The demo has a part which computes an UV coordinate as (float2(ThreadID) + 0.5) * InvResolution
and uses this coordinate as part of a textureGather
operation. This lands exactly on the top-left corner of a gather, and the application relies on this to work.
However, with TRUNC_COORD enabled, even a microscopic FP error causes the sampler unit to round down after applying the half-texel bilinear offset, and the resulting image is broken.
The Vulkan specification states that gather samples are selected with rules of VK_FILTER_LINEAR, but if the sampler uses point sampling, TRUNC_COORD is still applied by hardware (I tested on RX 470, RX 5700 XT).

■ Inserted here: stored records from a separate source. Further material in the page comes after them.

PR #1298, opened 2015-06-19
replace TMPDIR with DOCKER_TMPDIR

cdwertmann:
docker 1.6 seems to ignore TMPDIR and puts tmp files into /var/lib/docker/tmp/

### DIFF
--- a/app-emulation/docker/files/docker.service
+++ b/app-emulation/docker/files/docker.service
@@ -5,7 +5,6 @@ After=docker.socket early-docker.target network.target
 Requires=docker.socket early-docker.target
 
 [Service]
-Environment=TMPDIR=/var/tmp
 EnvironmentFile=-/run/flannel_docker_opts.env
 MountFlags=slave
 LimitNOFILE=1048576


mischief:
@cdwertmann nice catch. can you change the commit message to be `app-emulation/docker: replace TMPDIR with DOCKER_TMPDIR`? otherwise lgtm.

marineam:
Well, the point of TMPDIR was to get docker to stop using `/tmp` which is tmpfs. So if the default is now under /var we can just drop this.

marineam:
and considering /var/lib/docker may be a different filesystem than /var/tmp leaving it as the docker default is probably better anyway.

crawford:
+1 for yanking it out altogether.

mischief:
removing it sounds good. if it is removed, docker will use /var/lib/docker/tmp.

cdwertmann:
I removed TMPDIR entirely now.

I came across this when looking into an issue with using Docker registry v2 and the docker daemon filling up the disk with huge temp files in /var/lib/docker/tmp. When the disk is full, etcd2 writes corrupted .WAL files and the node cannot re-join the cluster. Putting docker temp files into the tmpfs would not solve the problem of docker not cleaning up after itself, but would at least prevent etcd2 from corruption. I guess I'll open another ticket for that.

crawford:
LGTM. Please squash your commits.

cdwertmann:
Squashed.

marineam:
LGTM, thanks!

PR #1301, opened 2015-06-23
coreos-base: remove dependencies on a few unused python libraries

marineam:
As far as I can tell we do not need pydbus, pygobject, or dbus-python in
the SDK or the dev image.


crawford:
Ok.

PR #1303, opened 2015-06-23
docker: re-add kernel dependency

marineam:


crawford:
Should the 1.7.0 ebuild also be bumped?

marineam:
Doesn't change what is installed so no need.

crawford:
OK. LGTM.

PR #1659, opened 2015-11-22
app-emulation/docker: do not pass empty argument when selinux is disa…

mischief:
…bled

in https://github.com/coreos/coreos-overlay/pull/1639, the script would
set USE_SELINUX to the blank string, causing an extra blank argument to
be passed to docker daemon, resulting in it not starting when docker
runs on btrfs.


app-emulation/docker/files/dockerd
```diff
@@ -76,7 +77,7 @@ if [[ -z "${ARG_DRIVER}" && -z "${DOCKER_DRIVER}" ]]; then
 fi
 
 # Enable selinux except when known to be unsupported (btrfs).
-USE_SELINUX="--selinux-enabled"
-maybe_disable_selinux
+maybe_enable_selinux
+
+exec docker "$@"
 
-exec docker "$@" "${USE_SELINUX}"
```
crawford: It should be sufficient to just remove the quotes from around `${USE_SELINUX}`. I'm curious if the quotes around `$@` are also going to be potentially problematic.

mischief: seems like it would work. i'll change my patch to address that.

mischief:
@crawford PTAL

mischief:
fixes coreos/bugs#997

marineam:
LGTM

vcaputo:
oops

PR #1660, opened 2015-11-23
app-emulation/docker: do not pass empty argument when selinux is disa…

mischief:
…bled

in https://github.com/coreos/coreos-overlay/pull/1639, the script would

I made a simple test which aims to sample at various points: https://github.com/Themaister/Granite/commit/9230f42ab326afea9733bed610a870c87ac4384f. I'm seeing three different driver behavior now across different devices:
NVIDIA behavior:
[INFO]: U = 0 + 2047 / 2048
[INFO]: Point: 0
[INFO]: U = 1 + 0 / 2048
[INFO]: Point: 1
[INFO]: U = 1 + 1019 / 2048
[INFO]: Gather: 0
[INFO]: U = 1 + 1020 / 2048 <-- This is where we expect RTE to round to 1 if hardware does n.8 RTE.
[INFO]: Gather: 1
[INFO]: U = 1 + 1021 / 2048
[INFO]: Gather: 1
[INFO]: U = 1 + 1022 / 2048
[INFO]: Gather: 1
[INFO]: U = 1 + 1023 / 2048
[INFO]: Gather: 1
[INFO]: U = 1 + 1024 / 2048
[INFO]: Gather: 1
I think this is how it is supposed to work. For point sampling, we get the floor() semantics that spec wants, and for gather, we get n.8 RTE which matches linear sampling. Although the Vulkan spec is somewhat vague if you're allowed to round before floor-ing. It does specifiy there is subtexel precision though ...
RADV: For RADV I get similar flooring behavior in gather.
AMDGPU-PRO: Apparently amdgpu-pro does not enable TRUNC_COORD at all, since even point sampling gives me n.8 RTE behavior. However, this is rather curious. !3951 (merged) mentions that documents specify "n.6 rounding", but I'm only seeing n.8 RTE behavior on AMD.
ANV: Same behavior as RADV with TRUNC_COORD.